■ The problem ■
In the records below, find every line with the word "typing" and copy it.

═══

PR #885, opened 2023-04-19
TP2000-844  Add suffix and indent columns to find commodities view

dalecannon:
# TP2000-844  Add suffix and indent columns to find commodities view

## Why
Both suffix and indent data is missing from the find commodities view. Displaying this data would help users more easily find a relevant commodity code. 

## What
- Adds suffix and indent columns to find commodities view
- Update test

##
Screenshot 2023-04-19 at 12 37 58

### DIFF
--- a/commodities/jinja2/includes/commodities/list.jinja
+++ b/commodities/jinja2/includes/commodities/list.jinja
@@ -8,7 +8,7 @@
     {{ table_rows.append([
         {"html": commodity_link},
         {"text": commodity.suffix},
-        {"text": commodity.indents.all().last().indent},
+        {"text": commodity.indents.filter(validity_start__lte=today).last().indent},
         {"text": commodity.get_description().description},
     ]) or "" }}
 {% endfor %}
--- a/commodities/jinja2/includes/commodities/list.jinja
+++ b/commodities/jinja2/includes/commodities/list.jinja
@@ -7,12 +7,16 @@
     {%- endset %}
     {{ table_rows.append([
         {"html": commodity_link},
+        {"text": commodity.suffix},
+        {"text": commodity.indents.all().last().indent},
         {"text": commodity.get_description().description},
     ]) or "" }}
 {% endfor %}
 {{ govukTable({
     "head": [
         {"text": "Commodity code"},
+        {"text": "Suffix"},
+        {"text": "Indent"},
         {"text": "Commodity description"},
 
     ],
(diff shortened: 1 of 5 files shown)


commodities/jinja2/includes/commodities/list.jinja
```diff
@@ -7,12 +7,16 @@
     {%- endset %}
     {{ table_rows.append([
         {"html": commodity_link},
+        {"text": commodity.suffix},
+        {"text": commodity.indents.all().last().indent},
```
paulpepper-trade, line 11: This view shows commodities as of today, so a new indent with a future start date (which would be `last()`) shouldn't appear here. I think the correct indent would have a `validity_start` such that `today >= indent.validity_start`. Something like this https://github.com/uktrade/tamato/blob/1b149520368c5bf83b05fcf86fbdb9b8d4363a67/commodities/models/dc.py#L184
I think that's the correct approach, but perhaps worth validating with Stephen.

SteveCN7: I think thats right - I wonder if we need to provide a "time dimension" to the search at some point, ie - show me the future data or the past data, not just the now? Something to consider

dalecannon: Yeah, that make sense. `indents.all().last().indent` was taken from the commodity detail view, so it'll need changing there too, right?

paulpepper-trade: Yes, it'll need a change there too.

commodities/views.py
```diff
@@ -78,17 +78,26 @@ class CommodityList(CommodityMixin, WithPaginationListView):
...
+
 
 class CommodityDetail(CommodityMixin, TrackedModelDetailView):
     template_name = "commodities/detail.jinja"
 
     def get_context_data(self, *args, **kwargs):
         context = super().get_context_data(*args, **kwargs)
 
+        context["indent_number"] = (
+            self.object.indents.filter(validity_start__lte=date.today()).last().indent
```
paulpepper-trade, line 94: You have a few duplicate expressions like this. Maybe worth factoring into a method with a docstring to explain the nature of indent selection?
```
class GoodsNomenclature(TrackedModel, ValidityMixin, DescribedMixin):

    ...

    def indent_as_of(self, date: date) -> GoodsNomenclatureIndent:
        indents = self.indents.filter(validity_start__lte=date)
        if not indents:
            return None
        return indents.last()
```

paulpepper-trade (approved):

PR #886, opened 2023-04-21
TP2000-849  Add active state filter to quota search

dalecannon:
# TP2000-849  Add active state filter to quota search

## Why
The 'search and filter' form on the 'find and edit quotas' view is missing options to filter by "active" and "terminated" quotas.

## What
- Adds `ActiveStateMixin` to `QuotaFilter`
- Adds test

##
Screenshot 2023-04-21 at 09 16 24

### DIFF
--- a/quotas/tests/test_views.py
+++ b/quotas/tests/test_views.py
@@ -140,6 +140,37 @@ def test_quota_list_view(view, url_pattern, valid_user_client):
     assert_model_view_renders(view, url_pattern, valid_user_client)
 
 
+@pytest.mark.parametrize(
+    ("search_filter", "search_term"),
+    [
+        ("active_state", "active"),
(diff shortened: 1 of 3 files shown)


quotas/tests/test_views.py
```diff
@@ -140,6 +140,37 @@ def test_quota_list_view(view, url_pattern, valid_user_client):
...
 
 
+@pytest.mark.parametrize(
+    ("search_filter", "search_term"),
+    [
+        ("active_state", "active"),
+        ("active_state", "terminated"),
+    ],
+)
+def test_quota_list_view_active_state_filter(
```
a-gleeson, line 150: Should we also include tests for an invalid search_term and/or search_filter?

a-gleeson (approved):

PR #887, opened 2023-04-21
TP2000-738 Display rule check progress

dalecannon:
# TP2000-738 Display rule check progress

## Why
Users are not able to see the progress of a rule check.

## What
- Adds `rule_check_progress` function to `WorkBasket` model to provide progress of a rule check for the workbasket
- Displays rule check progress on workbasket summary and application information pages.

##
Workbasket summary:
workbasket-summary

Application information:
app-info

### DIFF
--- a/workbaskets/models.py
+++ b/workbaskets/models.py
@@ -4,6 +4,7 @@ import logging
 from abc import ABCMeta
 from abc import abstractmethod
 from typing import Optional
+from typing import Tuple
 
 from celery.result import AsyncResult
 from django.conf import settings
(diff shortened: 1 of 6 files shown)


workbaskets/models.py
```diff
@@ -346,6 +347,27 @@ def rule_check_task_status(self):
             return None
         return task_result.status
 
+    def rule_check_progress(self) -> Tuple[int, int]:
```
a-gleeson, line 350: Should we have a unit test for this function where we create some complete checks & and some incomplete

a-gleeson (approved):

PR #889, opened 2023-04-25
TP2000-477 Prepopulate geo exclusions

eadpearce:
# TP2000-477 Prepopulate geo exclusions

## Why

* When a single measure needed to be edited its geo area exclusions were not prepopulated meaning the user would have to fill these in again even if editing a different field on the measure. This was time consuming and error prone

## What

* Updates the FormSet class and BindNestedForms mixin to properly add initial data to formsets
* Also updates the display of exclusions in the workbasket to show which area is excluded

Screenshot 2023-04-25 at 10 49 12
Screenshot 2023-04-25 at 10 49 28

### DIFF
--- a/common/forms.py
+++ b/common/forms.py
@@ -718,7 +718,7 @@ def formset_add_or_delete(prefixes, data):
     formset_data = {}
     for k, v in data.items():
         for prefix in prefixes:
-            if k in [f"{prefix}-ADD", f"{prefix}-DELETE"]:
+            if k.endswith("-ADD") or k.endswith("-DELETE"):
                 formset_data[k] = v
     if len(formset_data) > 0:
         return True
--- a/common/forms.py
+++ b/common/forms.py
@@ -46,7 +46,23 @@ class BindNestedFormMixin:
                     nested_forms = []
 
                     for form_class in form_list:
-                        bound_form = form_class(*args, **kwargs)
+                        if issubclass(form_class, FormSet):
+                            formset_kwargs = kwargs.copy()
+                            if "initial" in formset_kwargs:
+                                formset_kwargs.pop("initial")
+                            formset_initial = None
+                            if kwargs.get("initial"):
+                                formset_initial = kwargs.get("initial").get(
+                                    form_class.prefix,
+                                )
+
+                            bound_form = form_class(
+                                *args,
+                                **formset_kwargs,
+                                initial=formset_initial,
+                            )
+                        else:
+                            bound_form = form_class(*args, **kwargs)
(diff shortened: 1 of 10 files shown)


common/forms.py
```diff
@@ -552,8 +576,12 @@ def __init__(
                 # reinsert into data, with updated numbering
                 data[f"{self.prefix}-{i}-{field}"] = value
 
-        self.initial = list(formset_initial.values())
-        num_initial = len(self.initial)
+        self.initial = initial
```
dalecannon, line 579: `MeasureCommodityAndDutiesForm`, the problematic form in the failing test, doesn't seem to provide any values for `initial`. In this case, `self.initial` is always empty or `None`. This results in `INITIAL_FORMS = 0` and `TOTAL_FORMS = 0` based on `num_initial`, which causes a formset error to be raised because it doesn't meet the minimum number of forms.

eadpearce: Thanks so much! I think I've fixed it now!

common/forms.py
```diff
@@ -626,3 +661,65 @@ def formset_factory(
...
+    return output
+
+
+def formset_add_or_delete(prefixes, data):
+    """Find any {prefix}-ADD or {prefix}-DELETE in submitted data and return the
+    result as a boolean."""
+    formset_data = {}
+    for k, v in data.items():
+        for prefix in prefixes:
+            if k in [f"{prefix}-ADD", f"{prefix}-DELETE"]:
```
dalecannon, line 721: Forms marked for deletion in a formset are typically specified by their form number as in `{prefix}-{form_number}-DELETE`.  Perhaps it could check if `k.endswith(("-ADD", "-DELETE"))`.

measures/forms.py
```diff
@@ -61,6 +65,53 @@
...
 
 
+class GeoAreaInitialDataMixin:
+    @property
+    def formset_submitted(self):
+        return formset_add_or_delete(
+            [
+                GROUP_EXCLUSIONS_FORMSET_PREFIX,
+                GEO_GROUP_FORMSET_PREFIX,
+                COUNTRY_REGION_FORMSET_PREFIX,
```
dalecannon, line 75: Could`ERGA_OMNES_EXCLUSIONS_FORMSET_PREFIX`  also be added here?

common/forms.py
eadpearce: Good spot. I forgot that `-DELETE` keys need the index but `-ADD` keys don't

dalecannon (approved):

═══

■ Written solution ■
 from typing import Optional
+from typing import Tuple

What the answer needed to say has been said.